PR #4006, opened 2015-04-10
Fixes #4005

### LINKED ISSUE #4005: Circular dependency problem, if auth.User has been substituted
This is the problem:

``PageUser`` normally is derived from ``auth.User``, but if a customized User model is used, it inherits from that class.

This customized User class is loaded with other models, some of which may import models from the CMS, for instance ``PlaceholderField``. The latter imports ``PageUser`` which causes a circular dependency.

By separating the classes and moving some import statements into the calling functions, this problem can be fixed.

I will fix this.

jrief:
Fixes #4005 by moving potential circular dependencies into the calling functions.

This PR adds less magicness to ``permissionmodels.py``.

Renamed ``force_unicode`` -> ``force_text``, since thats the correct name.

Obsoletes PR #3975.

### DIFF
--- a/cms/admin/useradmin.py
+++ b/cms/admin/useradmin.py
@@ -21,7 +21,7 @@ class PageUserAdmin(admin_class, GenericCmsPermissionAdmin):
     form = PageUserForm
     add_form = PageUserForm
     model = PageUser
-    
+
     def queryset(self, request):
         qs = super(PageUserAdmin, self).queryset(request)
         try:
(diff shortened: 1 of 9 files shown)


mkoistinen:
Hi Jacob, what's the status on this one?

jrief:
This patch fixes the problem, but for some combinations of Django and Python the unit tests fail. Grrr.

If 3.1 is ready, I will retry since then support, for Django-1.4 and 1.5 will be dropped.

yakky:
@jrief 3.1 is due to release any day now

mkoistinen:
What is the status of this PR?

jrief:
closes via #4005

• EXERCISE BRIEF: Beginning at the line above that contains "--- a/cms/admin/useradmin.py", return each line exactly through the line that contains "What is the status of this PR?", and no others.

• YOUR SOLUTION:
--- a/cms/admin/useradmin.py
+++ b/cms/admin/useradmin.py
@@ -21,7 +21,7 @@ class PageUserAdmin(admin_class, GenericCmsPermissionAdmin):
     form = PageUserForm
     add_form = PageUserForm
     model = PageUser
-    
+
     def queryset(self, request):
         qs = super(PageUserAdmin, self).queryset(request)
         try:
(diff shortened: 1 of 9 files shown)


mkoistinen:
Hi Jacob, what's the status on this one?

jrief:
This patch fixes the problem, but for some combinations of Django and Python the unit tests fail. Grrr.

If 3.1 is ready, I will retry since then support, for Django-1.4 and 1.5 will be dropped.

yakky:
@jrief 3.1 is due to release any day now

mkoistinen:
What is the status of this PR?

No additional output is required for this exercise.